---
tags: ukwa
---
# UKWA Technical Overview
## Approach
- Dedicate resources: a small cross-organizational, multi-disciplinary services team.
- Use industry-standard open source systems where possible.
- Use custom components only where needed.
- Where possible, share the load through open source projects:
- Collaborate with other web archives.
- Partner on project funded work where appropriate.
- Fund vendors to maintain and improve open tools.
## Technical Roles
- _Web Archiving Technical Lead_ has overall responsibility and leads implementation.
- _Senior Software Engineer_ leads development of main user-facing components (website and curation tool).
- _Senior Web Archiving Engineer_ leads management and maintenance of web archive software and hardware.

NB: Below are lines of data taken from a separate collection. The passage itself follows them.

PR #194, opened 2016-11-08
Multiple attrs update

### LINKED ISSUE #157: Support for atomic multiple attribute update
In PynamoDB, the high-level API gives support for atomic updates using update_item. However, the current API supports updating one attribute at a time only. Sometimes, we need to atomically update multiple attributes of an item so that all of them succeed or fail. 

Currently, the only way to achieve this is o use the low-level API. It will be very helpful to support this in the high-level API as well.

yedpodtrzitko:
this allows to update multiple attributes at once using a new function `Model.update` (code based on the existing method `Model.update_item()`

This fixes #157 and #195

### DIFF
--- a/pynamodb/constants.py
+++ b/pynamodb/constants.py
@@ -166,7 +166,6 @@ QUERY_OPERATOR_MAP = {
 # These are the valid select values for the Scan operation
 # See: http://docs.aws.amazon.com/amazondynamodb/latest/APIReference/API_Scan.html#DDB-Scan-request-Select
 NOT_NULL = 'NOT_NULL'
-#NULL = 'NULL' # declared as a type above
 CONTAINS = 'CONTAINS'
 NOT_CONTAINS = 'NOT_CONTAINS'
 ALL_ATTRIBUTES = 'ALL_ATTRIBUTES'
@@ -250,4 +249,3 @@ CONDITIONAL_OPERATOR = 'ConditionalOperator'
 AND = 'AND'
 OR = 'OR'
 CONDITIONAL_OPERATORS = [AND, OR]
-
--- a/pynamodb/constants.py
+++ b/pynamodb/constants.py
@@ -93,8 +93,11 @@ BINARY = 'Binary'
 BINARY_SET = 'BinarySet'
 MAP = 'Map'
 LIST = 'List'
+NULL = 'NULL'
+NULL_SHORT = 'NULL'
+
 SHORT_ATTR_TYPES = [STRING_SHORT, STRING_SET_SHORT, NUMBER_SHORT, NUMBER_SET_SHORT,
-                    BINARY_SHORT, BINARY_SET_SHORT, MAP_SHORT, LIST_SHORT, BOOLEAN_SHORT]
+                    BINARY_SHORT, BINARY_SET_SHORT, MAP_SHORT, LIST_SHORT, BOOLEAN_SHORT, NULL_SHORT]
 ATTR_TYPE_MAP = {
     STRING: STRING_SHORT,
     STRING_SET: STRING_SET_SHORT,
@@ -110,7 +113,8 @@ ATTR_TYPE_MAP = {
     BINARY_SET_SHORT: BINARY_SET,
     MAP: MAP_SHORT,
     LIST: LIST_SHORT,
-    BOOLEAN: BOOLEAN_SHORT
+    BOOLEAN: BOOLEAN_SHORT,
+    NULL: NULL_SHORT,
 }
 # Constants needed for creating indexes
 LOCAL_SECONDARY_INDEX = 'LocalSecondaryIndex'
@@ -162,7 +166,7 @@ QUERY_OPERATOR_MAP = {
 # These are the valid select values for the Scan operation
 # See: http://docs.aws.amazon.com/amazondynamodb/latest/APIReference/API_Scan.html#DDB-Scan-request-Select
 NOT_NULL = 'NOT_NULL'
-NULL = 'NULL'
+#NULL = 'NULL' # declared as a type above
 CONTAINS = 'CONTAINS'
 NOT_CONTAINS = 'NOT_CONTAINS'
 ALL_ATTRIBUTES = 'ALL_ATTRIBUTES'
--- a/pynamodb/models.py
+++ b/pynamodb/models.py
@@ -1261,9 +1261,9 @@ class Model(with_metaclass(MetaModel)):
                 attrs[attributes][attr.attr_name] = serialized
             else:
                 if attr.is_hash_key:
-                    attrs[HASH] = list(serialized.values())[0]
+                    attrs[HASH] = serialized[ATTR_TYPE_MAP[attr.attr_type]]
                 elif attr.is_range_key:
-                    attrs[RANGE] = list(serialized.values())[0]
+                    attrs[RANGE] = serialized[ATTR_TYPE_MAP[attr.attr_type]]
                 else:
                     attrs[attributes][attr.attr_name] = serialized
 
--- a/pynamodb/models.py
+++ b/pynamodb/models.py
@@ -323,6 +323,8 @@ class Model(with_metaclass(MetaModel)):
         :param action: The action to take if this item already exists.
             See: http://docs.aws.amazon.com/amazondynamodb/latest/APIReference/API_UpdateItem.html#DDB-UpdateItem-request-AttributeUpdate
         """
+        DeprecationWarning("`Model.update_item` is deprecated in favour of `Model.update` now")
+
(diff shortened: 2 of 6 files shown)


danielhochman:
i think i'd prefer to move multiple update functionality to a method called `update()` and deprecate `update_item()`. `update_item()` never works how anyone would expect it to.

thoughts?

yedpodtrzitko:
Could be. The code will be a wee bit simpler without the backward compatibility + I'll also try to implement a fix for #195 there.

yedpodtrzitko:
@danielhochman pls let me know if you have any feedback on the current implementation. Othewise I'll just update docs, and it's good to go.

yedpodtrzitko:
@danielhochman 
- `update()` implemented (at least in the `Model`)
- saving `null` value for attributes with `null=True` is now handled properly

let me know if you have any suggestions about the code. Otherwise I'll just add docs & it's good to go.

pynamodb/models.py
```diff
@@ -323,6 +323,8 @@ def update_item(self, attribute, value=None, action=None, conditional_operator=N
         :param action: The action to take if this item already exists.
             See: http://docs.aws.amazon.com/amazondynamodb/latest/APIReference/API_UpdateItem.html#DDB-UpdateItem-request-AttributeUpdate
         """
+        DeprecationWarning("`Model.update_item` is deprecated in favour of `Model.update` now")
```
yedpodtrzitko: ah! fixed.

pynamodb/constants.py
```diff
@@ -162,7 +166,7 @@
 # These are the valid select values for the Scan operation
 # See: http://docs.aws.amazon.com/amazondynamodb/latest/APIReference/API_Scan.html#DDB-Scan-request-Select
 NOT_NULL = 'NOT_NULL'
-NULL = 'NULL'
+#NULL = 'NULL' # declared as a type above
```
jmphilli: can we just delete this maybe?

yedpodtrzitko:
@jmphilli @danielhochman anything else left to do here?

pynamodb/models.py
```diff
@@ -1211,21 +1260,32 @@ def _serialize(self, attr_map=False, null_check=True):
...
         return attrs
 
     @classmethod
+    def _serialize_value(cls, attr, value):
+        """
+        Serializes a value for use with DynamoDB
+
+        :param value: a value to serialize
+        """
+        serialized = attr.serialize(value)
```
jmphilli: the passed value is already serialized on [1210](https://github.com/jlafon/PynamoDB/pull/194/files#diff-66d6c6d3d504b9e11a4e236e67133ddeL1210) right?

we should either remove that or skip this

pynamodb/models.py
```diff
@@ -1211,21 +1260,32 @@ def _serialize(self, attr_map=False, null_check=True):
...
+        if serialized is None:
+            if not attr.null:
+                raise ValueError("Attribute '{0}': cannot be None".format(attr.attr_name))
+            return {NULL: True}
```
jmphilli: can we just set `serialized = True` and let the `ATTR_TYPE_MAP` on line 1286 handle the null bit? seems nicer maybe? don't really know tbh

pynamodb/models.py
```diff
@@ -357,6 +361,51 @@ def update_item(self, attribute, value=None, action=None, conditional_operator=N
...
+        }
+
+        if pythonic(RANGE_KEY) in save_kwargs:
+            kwargs[pythonic(RANGE_KEY)] = save_kwargs[pythonic(RANGE_KEY)]
+
+        if expected_values:
+            kwargs['expected'] = self._build_expected_values(expected_values, UPDATE_FILTER_OPERATOR_MAP)
+
+        for attr, params in attributes.items():
+            attribute_cls = self._get_attributes()[attr]
```
jmphilli: might move the `self._get_attributes()` call outside the loop?

pynamodb/models.py
```diff
@@ -357,6 +361,51 @@ def update_item(self, attribute, value=None, action=None, conditional_operator=N
...
+            action = params['action'] and params['action'].upper()
```
jmphilli: won't this return a `bool` ?

pynamodb/models.py
```diff
@@ -357,6 +361,51 @@ def update_item(self, attribute, value=None, action=None, conditional_operator=N
...
+            attr_values = {ACTION: action}
+            if action != DELETE:
```
jmphilli: can we add a test for `DELETE`

pynamodb/models.py
yedpodtrzitko: no, either `False` (in case `params['action']` is evaluated to `False`) or the value of the second statement)
>>> a = {'none': False, 'one': 'yes'}
```
>>> a['none'] and a['none'].upper()
False
>>> a['one'] and a['one'].upper()
'YES'
```

pynamodb/models.py
yedpodtrzitko: sure

pynamodb/models.py
yedpodtrzitko: ok

pynamodb/models.py
yedpodtrzitko: No, this is a fix for #195

yedpodtrzitko:
@jmphilli bump

pynamodb/models.py
```diff
@@ -357,6 +361,52 @@ def update_item(self, attribute, value=None, action=None, conditional_operator=N
                 setattr(self, name, attr.deserialize(value.get(ATTR_TYPE_MAP[attr.attr_type])))
         return data
 
+
+    def update(self, attributes,  conditional_operator=None, **expected_values):
```
jmphilli: would be good to do now since this is new...

jmphilli: cc @danielhochman

pynamodb/models.py
```diff
@@ -1198,34 +1248,49 @@ def _serialize(self, attr_map=False, null_check=True):
...
+
             if attr_map:
-                attrs[attributes][attr.attr_name] = {
-                    ATTR_TYPE_MAP[attr.attr_type]: serialized
-                }
+                attrs[attributes][attr.attr_name] = serialized
             else:
                 if attr.is_hash_key:
-                    attrs[HASH] = serialized
+                    attrs[HASH] = list(serialized.values())[0]
```
jmphilli: ?

yedpodtrzitko: I replaced `serialized = attr.serialize(value)` above with `_serialize_value()` in order to avoid double call of `attr.serialize()` you did not like.

Since `_serialize_value()` returns value in the DynamoDB serialization format (ie. `{TYPE: VALUE}`), I need to extract the value here. 

List conversion is done because Python 3 the does not support indexing of the type returned by `values()`

pynamodb/models.py
yedpodtrzitko: @jmphilli you might need to pass a value for `action` beside the `value`. That would mean a bunch of small dictionaries like `attribute_name={'value': 1, 'action': 'add'}`.

jmphilli:
daniel is out for a week. i'll look at this again today, but i can only give my seal of approval which doesn't really do much for you unfortunately lol.

yedpodtrzitko:
np, I appreciate your feedback.

pynamodb/models.py
```diff
@@ -1198,34 +1248,49 @@ def _serialize(self, attr_map=False, null_check=True):
...
-                elif null_check:
-                    raise ValueError("Attribute '{0}' cannot be None".format(attr.attr_name))
             if isinstance(value, MapAttribute):
                 if not value.validate():
                     raise ValueError("Attribute '{0}' is not correctly typed".format(attr.attr_name))
                 value = value.get_values()
-            serialized = attr.serialize(value)
-            if serialized is None:
+
+            serialized = Model._serialize_value(attr, value, null_check)
```
jmphilli: self._serialize_value

pynamodb/models.py
```diff
@@ -357,6 +361,52 @@ def update_item(self, attribute, value=None, action=None, conditional_operator=N
...
+        if expected_values:
+            kwargs['expected'] = self._build_expected_values(expected_values, UPDATE_FILTER_OPERATOR_MAP)
+
+        attrs = self._get_attributes()
+        for attr, params in attributes.items():
+            attribute_cls = attrs[attr]
+            action = params['action'] and params['action'].upper()
+            attr_values = {ACTION: action}
+            if action != DELETE:
+                attr_values[VALUE] = Model._serialize_value(attribute_cls, params['value'])
```
jmphilli: self._serialize_value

- _Web Archiving Technical Services Engineer_ assists in hardware and software maintenance, including reporting and data integration.
## High-level Architecture
A files-in-the-middle architecture.
- Ingress:
- Web crawler downloads websites into WARC archives.
- Storage:
- Preserves the WARC archives & metadata.
- Egress:
- Provide access to data from the WARC & metadata files, as 'playback' services/data sets/etc.
Data standards used to separate parts, allowing each to evolve separately over time.
# Ingress Systems
```graphviz
digraph hierarchy {
rankdir=LR;
node [style=filled,fillcolor="#ffefef",fontname=Arial]
Web [label="Live Websites"];
W3ACT [label="Curation Tool"];
CrawlJobs [label="Crawl Job\nSpecifications",shape="rectangle"];
CrawlSystem [label="Crawl Engines\n(e.g. Heritrix3+)",style=filled,fillcolor="#ffff88"];
ThirdParty [label="Other Sources",style=filled,fillcolor="#ddffaa"];
WARCs [label="WARCs & Logs\n('AIP')",shape="rectangle",style=filled,fillcolor="#ffff88"];
ArchivalStorage [label="Archival Storage",style=filled,fillcolor="#ddffaa"];
Web -> CrawlSystem;
W3ACT -> CrawlJobs;
CrawlJobs -> CrawlSystem;
CrawlSystem -> WARCs;
ThirdParty -> WARCs;
WARCs -> ArchivalStorage;
{rank = same; W3ACT; CrawlJobs; };
{rank = same; Web;CrawlSystem; WARCs;};
{rank = same; ThirdParty; ArchivalStorage;}
}
```
# Egress Systems
```graphviz
digraph hierarchy {
rankdir=LR;
node [style=filled,fillcolor="#ffefef",fontname=Arial]
W3ACT [label="Curation Tool"];
ArchivalStorage [label="Archival Storage",style=filled,fillcolor="#ddffaa"];
WARCs [shape="square",style=filled,fillcolor="#ffff88"];
WARCServer [label="WARC Record\nServer"];
ContentIndex [label="Content Index\n(OutbackCDX)\n",style=filled,fillcolor="#ffff88"];
Indexer [label="WARC Extraction\n(webarchive-discovery)",style=filled,fillcolor="#ffff88"];
SearchIndex [label="Full-text Search\nIndex (Apache Solr)",style=filled,fillcolor="#ddffaa"];
PyWB [label="Archive Web Page\nPlayback (PyWB)",style=filled,fillcolor="#ffff88"];
Metadata [shape="rectangle", label="Descriptive\nMetadata"];
ArchivalStorage -> WARCs [arrowhead="none"];
WARCs -> {WARCServer,ContentIndex} -> PyWB -> Website
WARCs -> Indexer;
Indexer-> SearchIndex;
SearchIndex -> Website;
W3ACT -> Metadata [arrowhead="none"];
Metadata -> Website;
{rank=same; Metadata; WARCs; W3ACT; ArchivalStorage;}
}
```
Note that indexing is relatively heavy work, requiring decent CPU power and I/O bandwidth.
# Document Harvester
- Process crawl logs finding unique PDF URLs from crawls on 'Watched Targets'.
- Work out association from PDF to Watched Target.
- Extract first estimate of metadata from crawled data.
- Push this back to ACT for processing by catalogers.
Overall, this is quite difficult to generalize across publishers. i.e. there are per-website development and maintenance costs.